Thanks Suzanne. That's just the thing!


----------



## granjan (Feb 20, 2003)

I have tons of l "low fat cookbooks but I'm selling them all after reading "Good Fat Bad Fat by Fran McCullough. It's the clearest explaination of the fat and carbo controversy I've seen. I'm doing the 1st 2 weeks of Atkins now but will never give up flour & sugar forever, I'm a baker at heart, but I'm so glad to discover that the delicious fats are healthy fats. Read this before you start making too many diet compromises.


----------



## mezzaluna (Aug 29, 2000)

GranJan, I have Fran McCullough's _Low-Carb Cookbook_ and love it.

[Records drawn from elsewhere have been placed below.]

PR #285, opened 2026-06-09
fix: add root package entrypoint

2lll5:
## Summary
- add `src/index.ts` as the root package entrypoint so `main: dist/index.js` is emitted
- export `runProxy` and selected utility APIs without executing the CLI on import
- guard CLI startup so `import('mcp-remote')` does not parse argv or start the proxy

## Validation
- `corepack pnpm install --frozen-lockfile`
- `corepack pnpm build`
- `node --input-type=module -e "import('./dist/index.js').then(m=>{ if(!m.runProxy) throw new Error('runProxy missing'); console.log('mcp-remote dist index import ok') })"`

Related bounty: charles-openclaw/charles-microbounties#631

### DIFF
--- a/package.json
+++ b/package.json
@@ -51,7 +51,8 @@
   "tsup": {
     "entry": [
       "src/client.ts",
-      "src/proxy.ts"
+      "src/proxy.ts",
+      "src/index.ts"
     ],
     "format": [
       "esm"
--- a/src/index.ts
+++ b/src/index.ts
@@ -1,0 +1,3 @@
+export { runProxy } from './proxy'
+export { connectToRemoteServer, mcpProxy, parseCommandLineArgs } from './lib/utils'
+export type { TransportStrategy } from './lib/utils'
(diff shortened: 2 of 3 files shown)


2lll5:
Update: I noticed the branch had one formatting issue in `src/proxy.ts` that caused `pnpm check` to fail, so I pushed a small formatting-only follow-up commit (`bb905b8`).

Verification after the update:
- `pnpm build` ✅ (confirms `dist/index.js` is generated from `src/index.ts`)
- `pnpm check` ✅
- `pnpm test:unit` ✅ (103 tests passed)

punkpeye:
The `import.meta.url === pathToFileURL(process.argv[1])` guard is false when run through npm's `.bin` symlink (verified against the published tarball), so this would make `npx mcp-remote <url>` print nothing and exit 0 for everyone.

The real bug was the dangling `main` field, now removed in dbbac4d.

I'm also low-carbing (not Atkins, but a lower calorie/fat variety that works for me) and sometimes have to give in to something lucious, for instance, Momoreg's hazelnut cake!


----------



## phatch (Mar 29, 2002)

I haven't read lots of dietish cookbooks. I've bought only one that reflected my need in reduced sodium. It's also very low fat.

The No-Salt Lowest-Sodium Cookbook by Donald Gazzaniga. The recipes I've tried worked well with good tasting results.

Phil


----------



## nancya (Apr 30, 2001)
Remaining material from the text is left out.